* WHAT IS REQUIRED *
Lines before the one containing "https://issues.apache.org/jira/browse/YUNIKORN-2014" are left out; output the rest of the data exactly, through the final line.

◆ ◆ ◆ ◆ ◆

PR #683, opened 2023-09-28
[YUNIKORN-1998] Stale AdmissionControllerConf was used in e2e test

chenyulin0719:
### What is this PR for?
The AdmissionControllerConf update happen asynchronously. There's no guarantee that new configuration has been applied after update. We introduced 5 secs delay between updating the configmap and submitting new sleep pods in e2e tests to avoid the racing issue.

Because only the e2e tests for the user_group_limit require the admission controller's config to be up-to-date, I only added a 5-second delay here to avoid unnecessary delays in other tests.

### What type of PR is it?
* [x] - Bug Fix
* [ ] - Improvement
* [ ] - Feature
* [ ] - Documentation
* [ ] - Hot Fix
* [ ] - Refactoring

### Todos
NA

### What is the Jira issue?
[[YUNIKORN-1998] Stale AdmissionControllerConf was used in e2e test](https://issues.apache.org/jira/browse/YUNIKORN-1998)

Can add 1 sec delay in admission controller to reproduce the error. (Please refer to my desc in YUNIKORN-1998 )
Run the e2e test user_group_limit to validate it. 

NA

### Questions:
NA


pbacsko:
@chenyulin0719 Back then I added a solution to this problem for the admission controller tests:
```
		configMap.Data[amConf.AMAccessControlTrustControllers] = "false"
		ginkgo.By("Update configmap")
		stopChan := make(chan struct{})
		eventHandler := &EventHandler{updateCh: make(chan struct{})}
		err = kubeClient.StartConfigMapInformer(configmanager.YuniKornTestConfig.YkNamespace, stopChan, eventHandler)
		defer close(stopChan)
		gomega.Ω(err).ShouldNot(gomega.HaveOccurred())
		_, err = kubeClient.UpdateConfigMap(configMap, configmanager.YuniKornTestConfig.YkNamespace)
		gomega.Ω(err).ShouldNot(gomega.HaveOccurred())
		updateOk := eventHandler.WaitForUpdate(30 * time.Second)
```

It's still not perfect because we can receive the update earlier than the controller, but the tests are fairly stable, I haven't seen any issues. Would you mind trying this out?

chenyulin0719:
Hi @pbacsko, 
In my test, the infomer delay is only in milliseconds, so the “1 extra second to cover our backs”  part should be sufficient in most situations.  The implementation of a local informer could serve as a buffer if there is consistent and long delay (>1s) between K8S and the informer. I believe it is a better option to have it too.

Since we don’t have a perfect solution for now, it is better to align the solution so we can easily change it in future,  I will modify this PR to follow current implementation in admission controller tests.

Thanks for your comment. :)

wilfred-s:
Lets keep the approach and solution for all these wait for config changes the same. Since we already have the informer with the wait in other tests it is better to use it here also.

wilfred-s:
@pbacsko please check again so we can add it to YuniKorn 1.4

pbacsko (approved):
+1

PR #684, opened 2023-09-30
[YUNIKORN-2009] ensure placeholder pod's limits carry the same amount of limits regardless of resource type

Huang-Wei:
### What is this PR for?

Ensure placeholder pod's `limits` carry the same amount as `request` regardless of resource type. Otherwise, placeholder pod cannot be created on environments that LimitRange is in place, and hence gang-scheduling feature breaks.

### What type of PR is it?
* [x] - Bug Fix
* [x] - Improvement

### What is the Jira issue?

https://issues.apache.org/jira/browse/YUNIKORN-2009

### Questions:


wilfred-s (approved):
LGTM

PR #686, opened 2023-10-05
[YUNIKORN-2014] update yunikorn-core version

FrankYang0529:
### What is this PR for?

Update yunikorn-core version to include extra config response.

ref: https://github.com/apache/yunikorn-core/pull/652

### What type of PR is it?
* [X] - Improvement

### What is the Jira issue?
https://issues.apache.org/jira/browse/YUNIKORN-2014


FrankYang0529:
Close the PR since we will update core version before release.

◆ ◆ ◆ ◆ ◆

* SOLVED EXERCISE *
https://issues.apache.org/jira/browse/YUNIKORN-2014


FrankYang0529:
Close the PR since we will update core version before release.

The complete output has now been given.